> _WHAT THE EXERCISE ASKS_
Your output must match the data word for word, with every line included.

Dataset records:
PR #920, opened 2024-02-20
Set default chunk values

### LINKED ISSUE #908: Default chunks for the zarr store
### What is your issue?

Need to have the default chunk value set for the Zarr storage move. 
Especially for `co2` data files it is required to at least chunk the time dimension.

As of the current investigation having the default chunk value set to `chunks = {time:100}` is the optimum value for the `standardise_*` functions.

gareth-j:

Set default chunk values and checking functionality to the base storage class and data type storage classes.

- [x] Closes #908 

## TODO

- [x] Update the max chunk size to 300 MB and use MB units instead of bytes to make it easier to read


openghg/store/_footprints.py
```diff
@@ -313,8 +314,13 @@ def read_file(
         if not filepath:
             return {}
 
-        if chunks is None:
-            chunks = {}
+        chunks = self.check_chunks(
```
brendan-m-murphy, line 317: we need to use the species to update `high_time_resolution` etc before this step

openghg/store/_footprints.py
```diff
@@ -617,3 +622,36 @@ def validate_data(
...
+
+        Args:
+            high_time_resolution : Set footprint variable to be high time resolution.
+            high_spatial_resolution : Set footprint variables include high and low resolution options.
+            short_lifetime: Include additional particle age parameters for short lived species.
+        Returns:
+            dict: Chunking schema for footprint data.
+        """
+        if high_spatial_resolution or short_lifetime:
+            raise NotImplementedError(
```
rt17603, line 643: Could we add to this message something like "using default footprint chunking"?

openghg/store/storage/_chunking.py
```diff
@@ -0,0 +1,22 @@
...
+    """
+
+    # TODO - open to alternative names here
+
+    variable: str
+    chunks: Dict[str, int]
+    secondary_dims: List[str]
+    # max chunk size in bytes (250 MB)
+    # TODO - do we want to make this configurable?
+    max_chunk_size: int = 262144000
```
rt17603, line 22: As Brendan mentioned - we may need to up this to the equivalent of 300MB to be able to manage high time resolution footprint chunks.

rt17603 (commented):
Looks good - wanted to put in a few comments for now but will do one final look over next week.

openghg/store/storage/_chunking.py
gareth-j: Done.

rt17603 (approved):
Looks good to me - useful documentation updates as well.

One general comment is that we should probably be adding doc-strings for our tests as it helps to identify the purpose of the tests (and can be useful if it stops working).

PR #930, opened 2024-02-22
Mypy fix for local_zarr_store

brendan-m-murphy:

`xr.Dataset.dims` returns a `Mapping` with `Hashable` keys, while
our chunk `dict` specify strings for keys. To appease mypy, I converted
the Hashable keys to strings. (It is conceivable that a dim is some
Hashable with no custom str method, so the call to `str` would return
the `repr` instead, which might be ugly... but at least it will never
cause an error.)


rt17603 (approved):
Thanks for putting this in - I think this seems like a reasonable approach to fix this for now so looks good!

PR #937, opened 2024-02-29
Fix for `test_hash_retrieved_data`

gareth-j:
Fixes the hash test error in `test_hash_retrieved_data`


rt17603 (approved):
Good idea to get this fix into `devel` directly.

PR #940, opened 2024-03-01
Fix for standardisation test error

gareth-j:
* **Summary of changes**
This fixes the test failure in `test_standardise_obs_openghg` that was being caused by the same file being processed previously. I've added a new function `clear_test_store` which I've used to clear the test store before this test is run so the file can be standardised properly. This function just clears the store that's specified instead of deleting all three test stores.

- [ ] Closes #932 

### DIFF
--- a/tests/helpers/__init__.py
+++ b/tests/helpers/__init__.py
@@ -2,6 +2,7 @@ from .cfchecking import check_cf_compliance
 from .helpers import (
     all_datasource_keys,
     call_function_packager,
+    clear_test_store,
     clear_test_stores,
     get_bc_datapath,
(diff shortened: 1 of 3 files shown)


rt17603:
Should we merged this into `devel` so this can go into `0.7.1` release and then can be merged into `new_object_store`?

rt17603:
> Should this fix be merged into `devel` directly so this can go into `0.7.1` release and then can be merged from `devel` into `new_object_store`?

Running the tests again on `devel` and `new_object_store` this doesn't seem to be affecting `devel` - so merging this into `new_object_store` directly seems fine.

PR #941, opened 2024-03-01
Adding pytest-timeout to stop any tests taking longer than 300s

gareth-j:

This adds the [`pytest-timeout`](https://github.com/pytest-dev/pytest-timeout) plugin which will stop any individual tests after they've run for a specified time, here 60s.

### DIFF
--- a/pyproject.toml
+++ b/pyproject.toml
@@ -7,3 +7,6 @@ build-backend = "setuptools.build_meta"
 
 [tool.black]
 line-length = 110
+
+[pytest]
+timeout = 60
--- a/pyproject.toml
+++ b/pyproject.toml
@@ -9,4 +9,4 @@ build-backend = "setuptools.build_meta"
 line-length = 110
 
 [pytest]
-timeout = 60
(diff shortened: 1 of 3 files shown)


pyproject.toml
```diff
@@ -7,3 +7,6 @@ build-backend = "setuptools.build_meta"
 
 [tool.black]
 line-length = 110
+
+[pytest]
+timeout = 60
```
rt17603, line 12: If this is 60 seconds, I think many of our tests would legitimately take longer than that? If we're setting a timeout we probably want to make this very long as a failsafe to end tests which clearly aren't going to finish running.

rt17603: From timing this locally,
$ pytest --durations=10
the longest test on my system is ~10s but I still don't think it hurts to set a longer extreme timeout of (e.g. 5 mins)

rt17603 (approved):
Seems like a useful failsafe to include - would you mind changing the title and PR text to reflect the new timeout value (or remove number from title).

PR #942, opened 2024-03-01
Try skipping intem test

gareth-j:

Try and skip the INTEM standardisation test, this seems to be where the CI gets stuck.

### DIFF
--- a/tests/standardise/test_standardise.py
+++ b/tests/standardise/test_standardise.py
@@ -319,6 +319,7 @@ def test_standardise_flux():
     assert "co2_gpp-cardamom_europe" in proc_results
 
 
+@pytest.mark.skip(reason="Testing removal of this to find stuck test")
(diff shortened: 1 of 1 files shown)


tests/standardise/test_standardise.py
```diff
@@ -319,6 +319,7 @@ def test_standardise_flux():
     assert "co2_gpp-cardamom_europe" in proc_results
 
 
+@pytest.mark.skip(reason="Testing removal of this to find stuck test")
```
rt17603, line 322: We do want to be careful skipping tests but if we expect this to be fixed in v0.8.0 (new_object_store) this should included in the reason string. We'd also want to add an issue to make sure this gets added back in the next version - could even put this issue on the Special Release milestone.

rt17603:
@gareth-j - can we close this now (I think you said it's not relevant after new_object_store goes in)?

PR #943, opened 2024-03-01
Remove codecov

gareth-j:
* **Summary of changes**

This removes codecov as it's adding itself to PRs where it's not wanted and its coverage isn't correct for us.

### DIFF
--- a/.github/workflows/workflow.yaml
+++ b/.github/workflows/workflow.yaml
@@ -55,14 +55,7 @@ jobs:
       - name: Test with pytest
         run: |
           pip install --upgrade pytest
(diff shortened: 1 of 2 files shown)


rt17603 (approved):
This is fine for now as codecov is being strange but could you add an issue to attempt to add this back as it is useful to have if we can get it to me more usable for us,

gareth-j:
> This is fine for now as codecov is being strange but could you add an issue to attempt to add this back as it is useful to have if we can get it to me more usable for us,

I've opened an issue to look at either adding it back in or to look at alternatives: https://github.com/openghg/openghg/issues/945

PR #947, opened 2024-03-03
Add TOB entry to process_gcwerks_parameters.json

joe-pitt:
Add an entry for Taunus (TOB) site in process_gcwerks_parameters.json


gareth-j (approved):
I think this is good to go in.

> _ANSWER AREA_
PR #920, opened 2024-02-20
Set default chunk values

### LINKED ISSUE #908: Default chunks for the zarr store
### What is your issue?

Need to have the default chunk value set for the Zarr storage move. 
Especially for `co2` data files it is required to at least chunk the time dimension.

As of the current investigation having the default chunk value set to `chunks = {time:100}` is the optimum value for the `standardise_*` functions.

gareth-j:

Set default chunk values and checking functionality to the base storage class and data type storage classes.

- [x] Closes #908 

## TODO

- [x] Update the max chunk size to 300 MB and use MB units instead of bytes to make it easier to read


openghg/store/_footprints.py
```diff
@@ -313,8 +314,13 @@ def read_file(
         if not filepath:
             return {}
 
-        if chunks is None:
-            chunks = {}
+        chunks = self.check_chunks(
```
brendan-m-murphy, line 317: we need to use the species to update `high_time_resolution` etc before this step

openghg/store/_footprints.py
```diff
@@ -617,3 +622,36 @@ def validate_data(
...
+
+        Args:
+            high_time_resolution : Set footprint variable to be high time resolution.
+            high_spatial_resolution : Set footprint variables include high and low resolution options.
+            short_lifetime: Include additional particle age parameters for short lived species.
+        Returns:
+            dict: Chunking schema for footprint data.
+        """
+        if high_spatial_resolution or short_lifetime:
+            raise NotImplementedError(
```
rt17603, line 643: Could we add to this message something like "using default footprint chunking"?

openghg/store/storage/_chunking.py
```diff
@@ -0,0 +1,22 @@
...
+    """
+
+    # TODO - open to alternative names here
+
+    variable: str
+    chunks: Dict[str, int]
+    secondary_dims: List[str]
+    # max chunk size in bytes (250 MB)
+    # TODO - do we want to make this configurable?
+    max_chunk_size: int = 262144000
```
rt17603, line 22: As Brendan mentioned - we may need to up this to the equivalent of 300MB to be able to manage high time resolution footprint chunks.

rt17603 (commented):
Looks good - wanted to put in a few comments for now but will do one final look over next week.

openghg/store/storage/_chunking.py
gareth-j: Done.

rt17603 (approved):
Looks good to me - useful documentation updates as well.

One general comment is that we should probably be adding doc-strings for our tests as it helps to identify the purpose of the tests (and can be useful if it stops working).

PR #930, opened 2024-02-22
Mypy fix for local_zarr_store

brendan-m-murphy:

`xr.Dataset.dims` returns a `Mapping` with `Hashable` keys, while
our chunk `dict` specify strings for keys. To appease mypy, I converted
the Hashable keys to strings. (It is conceivable that a dim is some
Hashable with no custom str method, so the call to `str` would return
the `repr` instead, which might be ugly... but at least it will never
cause an error.)


rt17603 (approved):
Thanks for putting this in - I think this seems like a reasonable approach to fix this for now so looks good!

PR #937, opened 2024-02-29
Fix for `test_hash_retrieved_data`

gareth-j:
Fixes the hash test error in `test_hash_retrieved_data`


rt17603 (approved):
Good idea to get this fix into `devel` directly.

PR #940, opened 2024-03-01
Fix for standardisation test error

gareth-j:
* **Summary of changes**
This fixes the test failure in `test_standardise_obs_openghg` that was being caused by the same file being processed previously. I've added a new function `clear_test_store` which I've used to clear the test store before this test is run so the file can be standardised properly. This function just clears the store that's specified instead of deleting all three test stores.

- [ ] Closes #932 

### DIFF
--- a/tests/helpers/__init__.py
+++ b/tests/helpers/__init__.py
@@ -2,6 +2,7 @@ from .cfchecking import check_cf_compliance
 from .helpers import (
     all_datasource_keys,
     call_function_packager,
+    clear_test_store,
     clear_test_stores,
     get_bc_datapath,
(diff shortened: 1 of 3 files shown)


rt17603:
Should we merged this into `devel` so this can go into `0.7.1` release and then can be merged into `new_object_store`?

rt17603:
> Should this fix be merged into `devel` directly so this can go into `0.7.1` release and then can be merged from `devel` into `new_object_store`?

Running the tests again on `devel` and `new_object_store` this doesn't seem to be affecting `devel` - so merging this into `new_object_store` directly seems fine.

PR #941, opened 2024-03-01
Adding pytest-timeout to stop any tests taking longer than 300s

gareth-j:

This adds the [`pytest-timeout`](https://github.com/pytest-dev/pytest-timeout) plugin which will stop any individual tests after they've run for a specified time, here 60s.

### DIFF
--- a/pyproject.toml
+++ b/pyproject.toml
@@ -7,3 +7,6 @@ build-backend = "setuptools.build_meta"
 
 [tool.black]
 line-length = 110
+
+[pytest]
+timeout = 60
--- a/pyproject.toml
+++ b/pyproject.toml
@@ -9,4 +9,4 @@ build-backend = "setuptools.build_meta"
 line-length = 110
 
 [pytest]
-timeout = 60
(diff shortened: 1 of 3 files shown)


pyproject.toml
```diff
@@ -7,3 +7,6 @@ build-backend = "setuptools.build_meta"
 
 [tool.black]
 line-length = 110
+
+[pytest]
+timeout = 60
```
rt17603, line 12: If this is 60 seconds, I think many of our tests would legitimately take longer than that? If we're setting a timeout we probably want to make this very long as a failsafe to end tests which clearly aren't going to finish running.

rt17603: From timing this locally,
$ pytest --durations=10
the longest test on my system is ~10s but I still don't think it hurts to set a longer extreme timeout of (e.g. 5 mins)

rt17603 (approved):
Seems like a useful failsafe to include - would you mind changing the title and PR text to reflect the new timeout value (or remove number from title).

PR #942, opened 2024-03-01
Try skipping intem test

gareth-j:

Try and skip the INTEM standardisation test, this seems to be where the CI gets stuck.

### DIFF
--- a/tests/standardise/test_standardise.py
+++ b/tests/standardise/test_standardise.py
@@ -319,6 +319,7 @@ def test_standardise_flux():
     assert "co2_gpp-cardamom_europe" in proc_results
 
 
+@pytest.mark.skip(reason="Testing removal of this to find stuck test")
(diff shortened: 1 of 1 files shown)


tests/standardise/test_standardise.py
```diff
@@ -319,6 +319,7 @@ def test_standardise_flux():
     assert "co2_gpp-cardamom_europe" in proc_results
 
 
+@pytest.mark.skip(reason="Testing removal of this to find stuck test")
```
rt17603, line 322: We do want to be careful skipping tests but if we expect this to be fixed in v0.8.0 (new_object_store) this should included in the reason string. We'd also want to add an issue to make sure this gets added back in the next version - could even put this issue on the Special Release milestone.

rt17603:
@gareth-j - can we close this now (I think you said it's not relevant after new_object_store goes in)?

PR #943, opened 2024-03-01
Remove codecov

gareth-j:
* **Summary of changes**

This removes codecov as it's adding itself to PRs where it's not wanted and its coverage isn't correct for us.

### DIFF
--- a/.github/workflows/workflow.yaml
+++ b/.github/workflows/workflow.yaml
@@ -55,14 +55,7 @@ jobs:
       - name: Test with pytest
         run: |
           pip install --upgrade pytest
(diff shortened: 1 of 2 files shown)


rt17603 (approved):
This is fine for now as codecov is being strange but could you add an issue to attempt to add this back as it is useful to have if we can get it to me more usable for us,

gareth-j:
> This is fine for now as codecov is being strange but could you add an issue to attempt to add this back as it is useful to have if we can get it to me more usable for us,

I've opened an issue to look at either adding it back in or to look at alternatives: https://github.com/openghg/openghg/issues/945

PR #947, opened 2024-03-03
Add TOB entry to process_gcwerks_parameters.json

joe-pitt:
Add an entry for Taunus (TOB) site in process_gcwerks_parameters.json


gareth-j (approved):
I think this is good to go in.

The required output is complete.